Contratos no Galeão e Santos Dumont geraram prejuízos acima de R$ 50 milhões

O Ministério Público Federal no Rio de Janeiro (MPF/RJ) propôs duas ações civis públicas e de improbidade administrativa contra a Infraero, Dufry Duty Free Shop e 29 altos executivos dessas empresas nos últimos anos. Eles responderão por várias irregularidades cometidas desde 1987 na contratação, prorrogação e execução de concessão de uso de áreas comerciais dos aeroportos Galeão/Tom Jobim e Santos Dumont ao Duty Free (antiga Brasif).

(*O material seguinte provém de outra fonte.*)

PR #3338, opened 2020-03-18
Add Call.timeout() which returns the OkHttp Timeout

### LINKED ISSUE #2966: Support okhttp3.Call.timeout()
https://github.com/square/okhttp/blob/c273b3be385383842e44d25d6b7ca137ff6b1076/okhttp/src/main/java/okhttp3/Call.java#L84-L91

I have one endpoint in the retrofit `interface` that needs an increased timeout. Currently I have to create a modified `OkHttpClient`, and then create an additional `interface` with an endpoint that needs the increased timeout.

It would be great to have annotation for that

swankjesse:
Closes #2966

### DIFF
--- a/retrofit/src/main/java/retrofit2/OkHttpCall.java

As ações têm como réus a Infraero, a Dufry e os executivos – 16 num processo e 13 no outro – responsáveis pela assinatura de contratos de concessão sem licitação para exploração de lojas francas e áreas para comercialização de mercadorias estrangeiras, utilização de veículos publicitários e construção de depósitos de apoio às atividades das lojas francas. Os prejuízos estimados a partir dos nove contratos analisados pelo MPF nas duas ações totalizam R$ 50,3 milhões. As ações, movidas pelo procurador da República Edson Abdon Filho, tramitam na 12ª Vara Federal do Rio de Janeiro.

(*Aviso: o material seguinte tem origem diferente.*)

PR #3346, opened 2020-03-25
Small fixes from error-prone

JakeWharton:


retrofit/src/test/java/retrofit2/NonFatalError.java
```diff
@@ -0,0 +1,22 @@
...
+ *
+ * Unless required by applicable law or agreed to in writing, software
+ * distributed under the License is distributed on an "AS IS" BASIS,
+ * WITHOUT WARRANTIES OR CONDITIONS OF ANY KIND, either express or implied.
+ * See the License for the specific language governing permissions and
+ * limitations under the License.
+ */
+package retrofit2;
+
+final class NonFatalError extends Error {
```
Egorand: Hmm, what does error-prone complain about here?

JakeWharton: the test code was basically
```java
try {
  throw new Error();
  fail();
} catch (Error e) {
}
```
Since `fail()` will throw `AssertionError`, it will be caught by the `catch` block even if the behavior under test fails. By changing to a specific subtype and catching only that subtype we allow an `AssertionError` to propagate and correctly fail the test.

Egorand: Nice!

retrofit/src/test/java/retrofit2/RequestFactoryTest.java
```diff
@@ -793,6 +794,7 @@
     assertThat(request.body()).isNull();
   }
 
+  @Ignore("This test is valid but isn't validated by RequestFactory so it needs moved")
```
swankjesse: nit: needs to be moved ?

JakeWharton: Yep, but will do in a follow-up.

Issue #3372, opened 2020-04-25
A problem when use JacksonConverterFactory


ctlove0523:
problem：
com.fasterxml.jackson.databind.exc.UnrecognizedPropertyException: Unrecognized field "app_id" 

can modify `JacksonConverterFactory`'s private final field `mapper` like this：
~~~
mapper.configure(DeserializationFeature.FAIL_ON_UNKNOWN_PROPERTIES, false);
~~~

JakeWharton:
Create a mapper, configure this setting, and pass it into the factory through the static method which accepts a mapper.

ctlove0523:
@JakeWharton yes I understand

PR #3373, opened 2020-04-26
#3372

ctlove0523:


JakeWharton:
If you want this behavior, configure it on a mapper that you pass in. We're not going to prescribe settings that you must use. If you want it to be the default, pursuing it on Jackson is the right course of action.

PR #3387, opened 2020-05-09
add feature

CShiru:
My code will throw a IllegalArgumentException exception when user use query without string converter and the parameter type of method is not String .


swankjesse:
The current behavior is working as designed. Install the appropriate converter.

PR #3397, opened 2020-05-21
Use https for the apache license

PaulWoitaschek:


JakeWharton:
Now do the ~hundred or so others 🙏 

Thanks!

PaulWoitaschek:
Actually Im using https://github.com/jaredsburrows/gradle-license-plugin and iirc it was only in the latest version or so that it changed to non https.

PR #3400, opened 2020-05-24
Add documentation to clarify if ResponseBody.close() is necessary

### LINKED ISSUE #2950: Question: Do I need to close ResponseBody?
When Retrofit2 returns okhttp3.ResponseBody then it has to be closed in order to avoid memory leaks, right? It's something what I have just noticed in our code and am not sure.
```
@GET("accountId")
@WorkerThread
Call<ResponseBody> getUserData(@Header(NetworkConstants.Header.AUTHORIZATION) String accessToken);

...
Response<ResponseBody> response = interface.getUserData();
// do something with response
**response.close()**
```
https://stackoverflow.com/questions/53265862/do-i-need-to-close-response

tejas-n:
Closes #2950 and #2929


retrofit/src/main/java/retrofit2/Response.java
```diff
@@ -147,12 +147,23 @@ public boolean isSuccessful() {
     return rawResponse.isSuccessful();
   }
 
-  /** The deserialized response body of a {@linkplain #isSuccessful() successful} response. */
+  /**
+   * The deserialized response body of a {@linkplain #isSuccessful() successful} response.
+   *
+   * <p>If the body is of type {@link ResponseBody}, calling {@link ResponseBody#close close} is
```
swankjesse, line 153: I don't think this is helpful because it splits the type system. 

By following this doc you need to differentiate between responses that are created from streaming endpoints and responses that are not. If you write general purpose code to accept a `Response`, you need to clarify whether it's a streaming one. Also if you add `@Streaming` you create a resource leak.

It's simpler and more resilient to document that this must be closed under all circumstances.

tejas-n: Thanks for the reply. Yeah, that makes sense. So you are suggesting "If the body is of type ResponseBody, close() should always be called to avoid leaking resources"? Am I correct?

tejas-n: @swankjesse  I've updated the PR, can you let me know if that looks correct, please?

retrofit/src/main/java/retrofit2/Response.java
```diff
@@ -147,12 +147,22 @@ public boolean isSuccessful() {
     return rawResponse.isSuccessful();
   }
 
-  /** The deserialized response body of a {@linkplain #isSuccessful() successful} response. */
+  /**
+   * The deserialized response body of a {@linkplain #isSuccessful() successful} response.
+   *
+   * <p>If the body is of type {@link ResponseBody}, {@link ResponseBody#close()} must always be
+   * called to avoid leaking resources
```
JakeWharton, line 154: This is only true of `@Streaming` endpoints. I think this doc needs to live only on the `@Streaming` annotation and not here.

The one down below is still useful, however.

tejas-n: Thanks, that makes sense. I'll try to update it tonight.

O MPF quer condenar os réus às punições da lei de improbidade administrativa (8.429/92), como o ressarcimento do dano, pagamento de multa, a suspensão dos direitos políticos e a proibição de contratação temporária com o poder público. As ações demonstram que os réus usaram exceções previstas na Lei de Licitações (8.666/93) e no Código Brasileiro de Aeronáutica (7.565/86) para, em vez de fazer licitação, cometer ilegalidades com aparente legitimidade.

A concessionária instalou-se em 1987 no Aeroporto do Galeão e em 1998 no Santos Dumont, e desde então, vem obtendo reiteradas prorrogações contratuais, fixando neles sua permanência até 2015. A empresa já ocupou espaços por alguns períodos sem que houvesse sequer contrato firmado, além de ter obtido diversas ampliações da área (137 m2, originalmente) ou o prazo de ocupação, utilizando-se de mais de setenta aditivos/aditamentos aos contratos.

“Quando o contrato foi celebrado em 1987 sem licitação, já contrariava o Código Brasileiro de Aeronáutica, que prevê a obrigatoriedade de concorrência prévia”, diz o procurador Edson Abdon Filho. “É inaceitável que contratos de concessão vigorem de 1987 a 2015, sem a realização de licitação, desprezando a valorização que as áreas concedidas tiveram ao longo destes anos, favorecendo interesses de empresa privada em detrimento do erário federal e do bem público da União".

Outro processo – Além da ação para punir os responsáveis pela ocupação irregular da Dufry, o MPF já moveu ação para a empresa sair do aeroporto porque obteve o espaço sem licitação prévia. O processo teve liminar fixando três meses para a desocupação, mas a decisão foi suspensa pelo Tribunal Regional Federal-2ª Região. O MPF contestou o recurso e o processo segue tramitando na 15ª Vara Federal do Rio de Janeiro.